Trieste (Italy), 2018, 29-31 January
Materials are crucial to scientific and technological advances and industrial competitiveness, and to tackle key societal challenges — from energy and environment to healthcare, information and communications, manufacturing, safety and transportation. Computational science, with the current accuracy and predictive power, can play a very relevant role in this respect by boosting materials design and discovery.
In this scenario, scientific objectives and computational technological perspectives are nowadays more intertwined than ever. The MaX Centre (Materials Design at the Exascale), one of the nine Centres of Excellence for computing applications funded by the EU since 2015, has been acting along two core lines, namely, high-performance computing (HPC), in view of the transition to exascale architecture, and high-throughput computing (HTC), with the final aim of building a materials modelling ecosystem. The MaX Centre has taken the opportunity of its general conference to share with the scientific community its current efforts and future perspectives, as well as to underline the state of the art of both the scientific and the technological innovation which can disruptively impact on material discovery in the next decade.
The general focus of the Conference was on scientific advances in computational materials research, as well as future developments in the exascale perspective.

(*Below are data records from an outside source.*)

PR #3409, opened 2022-09-13
Override default spliterator method in Tags and KeyValues

kilink:
Tags and KeyValues were inheriting their spliterator method from Iterable, which returns a Spliterator with unknown size and no characteristics set.

### DIFF
--- a/micrometer-core/src/main/java/io/micrometer/core/instrument/Tags.java
+++ b/micrometer-core/src/main/java/io/micrometer/core/instrument/Tags.java
@@ -149,13 +149,18 @@ public final class Tags implements Iterable<Tag> {
 
     }
 
+    @Override
+    public Spliterator<Tag> spliterator() {
+        return Spliterators.spliterator(tags, 0, last, Spliterator.IMMUTABLE | Spliterator.ORDERED
+                | Spliterator.DISTINCT | Spliterator.NONNULL | Spliterator.SORTED);
+    }
+
     /**
      * Return a stream of the contained tags.
      * @return a tags stream
      */
     public Stream<Tag> stream() {
-        return StreamSupport.stream(Spliterators.spliteratorUnknownSize(iterator(),
-                Spliterator.ORDERED | Spliterator.DISTINCT | Spliterator.NONNULL | Spliterator.SORTED), false);
+        return StreamSupport.stream(spliterator(), false);
     }
 
     @Override
--- a/micrometer-commons/src/main/java/io/micrometer/common/KeyValues.java
+++ b/micrometer-commons/src/main/java/io/micrometer/common/KeyValues.java
@@ -150,13 +150,18 @@ public final class KeyValues implements Iterable<KeyValue> {
 
     }
 
+    @Override
+    public Spliterator<KeyValue> spliterator() {
+        return Spliterators.spliterator(keyValues, 0, last, Spliterator.IMMUTABLE | Spliterator.ORDERED
+                | Spliterator.DISTINCT | Spliterator.NONNULL | Spliterator.SORTED);
+    }
+
     /**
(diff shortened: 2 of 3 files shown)


micrometer-core/src/main/java/io/micrometer/core/instrument/Tags.java
```diff
@@ -149,13 +149,18 @@ public void remove() {
 
     }
 
+    @Override
+    public Spliterator<Tag> spliterator() {
+        return Spliterators.spliterator(tags, 0, last, Spliterator.IMMUTABLE | Spliterator.ORDERED
```
shakuzen, line 154: I doubt it makes much of a difference, but I wonder if there is a case in which passing the range `[0, last]` results in something different than passing the underlying `tags` array without bounds. Looking at the underlying implementation, it would avoid a bounds check by only passing the array.

shakuzen (approved):
Thank you for the pull request. This does seem better in principle and we should do it. I'm curious, though, if you found this due to some negative effect in your code using this.

micrometer-core/src/main/java/io/micrometer/core/instrument/Tags.java
kilink: Based on how the `dedup` method works, it looked to me like the number of elements may be less than the array length, is that not the case? If we passed the array without the start / end index, I think we'd potentially produce incorrect or duplicate results, right?

kilink:
> Thank you for the pull request. This does seem better in principle and we should do it. I'm curious, though, if you found this due to some negative effect in your code using this.

I did not observe any actual problems due to this, but it's easy to demonstrate how it can lead to inefficiencies. It is something I stumbled across and seems to be fairly common for code that extends `Iterable`. I get the sense that it's almost never a good idea to rely on the default `spliterator` method from `Iterable`!

Here are a couple of examples of why it can be good to propagate the exact size:

1. Calling `count` on a `Stream` will just return the size directly if it's [known](https://github.com/openjdk/jdk/blob/master/src/java.base/share/classes/java/util/stream/ReduceOps.java#L255-L257), otherwise it's forced to do the reduction / iteration.
2. Calling `trySplit` on a `Spliterator` of unknown size will allocate an array of 1024 elements by default, which is likely much larger than a typical set of tags; granted, I think `trySplit` is more commonly used for parallel streams, but I have seen some code that [makes use of `trySplit`](https://github.com/google/guava/blob/b037a558e88c7587dd77276182a4156c490a2144/guava/src/com/google/common/collect/Streams.java#L884) even for non-parallel streams.

I didn't comb through all of the internals of `Stream`, but there are likely other optimizations that are made possible by propagating the exact size.

kilink:
I forgot to mention that an additional benefit to overriding the `spliterator` method from `Iterable`, is that even though `Tags` has its own `stream` method, users may still call `spliterator` directly, in which case they'd also get a `spliterator` with no characteristics set (SORTED, DISTINCT, etc). That means such operations would also be needlessly inefficient.

micrometer-core/src/main/java/io/micrometer/core/instrument/Tags.java
shakuzen: Yes, you are right. I had forgotten (and didn't look closely enough at) what the `dedup` method does.

jonatan-ivanov (approved):

shakuzen:
Thank you for the added details. That makes sense. I was wondering if there were examples of places in code outside of this repository that Tags spliterator is being used, so I can learn about some usage in users' code that I might not have thought about. It's a bit hard to do a GitHub search for these things given the generic method names, and of course there is a lot of code that isn't in GitHub that may be using this.

PR #3410, opened 2022-09-13
Tck with observations

marcingrzejszczak:


micrometer-test/src/main/java/io/micrometer/core/instrument/HttpClientTimingInstrumentationVerificationTests.java
```diff
@@ -49,6 +62,39 @@ public enum HttpMethod {
...
+     */
+    @Nullable
+    protected abstract CLIENT clientInstrumentedWithObservations();
+
+    /**
+     * Returns the instrumented client depending on the {@link TestType}.
+     * @return instrumented client with either {@link MeterRegistry} or
+     * {@link ObservationRegistry}
+     */
+    protected CLIENT instrumentedClient() {
```
shakuzen, line 85: This works, but I wonder if users implementing this class need the instrumented client anywhere but in the `sendHttpRequest` method implementation. Maybe we just add the instrumented http client as an argument there, and then this method can be internal (private). WDYT?

marcingrzejszczak: Great idea!

micrometer-test/src/main/java/io/micrometer/core/instrument/InstrumentationVerificationTests.java
```diff
@@ -29,4 +49,142 @@ protected MeterRegistry getRegistry() {
...
+         * Runs the tests by using the Observation API.
+         */
+        METRICS_VIA_OBSERVATIONS_WITH_METRICS_HANDLER
+
+    }
+
+    // Allows parameter resolution in BeforeEach and AfterEach
+    // Based on
+    // https://code-case.hashnode.dev/how-to-pass-parameterized-test-parameters-to-beforeeachaftereach-method-in-junit5
+    static class AfterBeforeParameterResolver implements BeforeEachMethodAdapter, ParameterResolver {
```
shakuzen, line 88: It's a shame we need to maintain this code here, but unless https://github.com/junit-team/junit5/issues/944 is implemented, I guess we don't have much of a choice.

shakuzen (approved):

Issue #3398, opened 2022-09-09
'java.lang.module.FindException: Unable to derive module descriptor' when using module path with micrometer-core 1.10.0-M5


moarychan:
**Describe the bug**
The compilation failure occurs in our CI pipeline when building using Java 11, here is a temp [URL ](https://dev.azure.com/azure-sdk/public/_build/results?buildId=1840856&view=logs&j=c1fb1ddd-7688-52ac-4c5f-1467e51181f3&t=270374a4-721a-5366-7f60-bad5b1983827&l=17)to see the console log.

I can see the module name is correct in version 1.10.0-M3.
![image](https://user-images.githubusercontent.com/19926623/189333414-db85a325-98bf-45ef-8bf2-b6fef883be3e.png)

It works fine in our CI pipelines based on Java 8.

```console
[ERROR] Error occurred during initialization of boot layer
[ERROR] java.lang.module.FindException: Unable to derive module descriptor for D:\a\_work\1\.m2\repository\io\micrometer\micrometer-core\1.10.0-M3\micrometer-core-1.10.0-M3.jar
```

**Environment**

 - Micrometer version [1.10.0-M3]
 - OS: [windows server 2019]
 - Java version: [11.0.16.1, vendor: Eclipse Adoptium, runtime: C:\hostedtoolcache\windows\Java_Temurin-Hotspot_jdk\11.0.16-101\x64]

**To Reproduce**
How to reproduce the bug:
Please follow this steps:
- Checkout this branch https://github.com/moarychan/azure-sdk-for-java/tree/moary/migrate-spring-data-cosmos-to-spring-dir
- Or sparse checkout below parts:
  ```console
  /*
  !/*/
  /eng
  **/*.xml
  /sdk/cosmos
  /sdk/formrecognizer
  /sdk/parents
  /sdk/spring  
  ```

- Run the below command in the root project:
  `mvn.cmd -f pom.xml  --batch-mode --fail-at-end --settings eng/settings.xml -Dmaven.wagon.httpconnectionManager.ttlSeconds=60 -Dgpg.skip -Dmaven.javadoc.skip=true -Dcodesnippet.skip=true -Dspotbugs.skip=true -Dcheckstyle.skip=true -Drevapi.skip=true -DtrimStackTrace=false -pl com.azure:azure-cosmos, -DAZURE_TEST_DEBUG=false -Dparallel-test-playback=true -Punit -T 1C verify`

**Expected behavior**
Normal use.

[...]

PR #3411, opened 2022-09-13
Automated java module checking

marcingrzejszczak:
I've added a task called `testModules` that essentially calls

```
$ java -p module-name/build/libs/module-name-1.10.0-SNAPSHOT.jar --list-modules
```

If the module system is broken this task will fail.

The motivation to add this check is to catch issues like the one found in #3398.

TODO:

- [x] I failed to retrieve JAVA_HOME from Java Toolchain from Gradle
- [x] Maybe there's something smarter to test this?
- [x] Plug in `testModules` to the whole build

### DIFF
--- a/build.gradle
+++ b/build.gradle
@@ -286,14 +286,6 @@ subprojects {
         }
     }
 
-    task testModules(type: Exec) {
-        dependsOn "jar"
-
-        commandLine "java", "-p", "${project.buildDir.absolutePath}${File.separator}libs${File.separator}/${project.name}-${project.version}.jar", "--list-modules"
-        
-        standardOutput = new ByteArrayOutputStream()
-    }
-
     if (!['samples', 'benchmarks'].find { project.name.contains(it) }) {
         apply plugin: 'nebula.maven-publish'
         apply plugin: 'nebula.maven-manifest'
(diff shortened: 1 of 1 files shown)


build.gradle
```diff
@@ -286,6 +286,14 @@ subprojects {
         }
     }
 
+    task testModules(type: Exec) {
```
jonatan-ivanov, line 289: This is failing for me because:
```
Error occurred during initialization of boot layer
java.lang.module.FindException: Unable to derive module descriptor for /.../micrometer/implementations/micrometer-registry-new-relic/build/libs/micrometer-registry-new-relic-1.10.0-SNAPSHOT.jar
Caused by: java.lang.module.FindException: Automatic-Module-Name: micrometer.registry.new.relic: Invalid module name: 'new' is not a Java identifier
```

jonatan-ivanov: Alo, this way, this is executed against the bom, the samples and the benchmarks too, I think this also fails since the bom does not have a jar.

I think it is an easy fix, we just need to put a few lines below, after this section:
```
            jar {
                manifest.attributes.put('Automatic-Module-Name', project.name.replace('-', '.'))
                metaInf {
                    from "$rootDir/LICENSE"
                    from "$rootDir/NOTICE"
                }
            }
```

build.gradle
```diff
@@ -286,6 +286,14 @@ subprojects {
...
+        dependsOn "jar"
+
+        commandLine "java", "-p", "${project.buildDir.absolutePath}${File.separator}libs${File.separator}/${project.name}-${project.version}.jar", "--list-modules"
```
jonatan-ivanov, line 292: This: `libs${File.separator}/` will cause: `libs//` but I would not bother building the path like this, since the jar task has a `archivePath` property so you can do this:

```
task testModules(type: Exec) {
    dependsOn jar
    commandLine 'java', '-p', "$jar.archivePath", '--list-modules'
    standardOutput = new ByteArrayOutputStream()
}
```

jonatan-ivanov (changes requested):

build.gradle
shakuzen: I made a separate issue for the new relic automatic module name: https://github.com/micrometer-metrics/micrometer/issues/3412

shakuzen (approved):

The program included sessions with invited speakers only plus a dedicated poster session on topics including – but not limited to -:
- Scientific advances in materials research exploiting high-performance computing
- High-throughput computing for materials discovery
- New avenues from data analytics / artificial intelligence in materials science
- Trends in high performance computing and codesign towards exascale
- New algorithms for first principles simulation.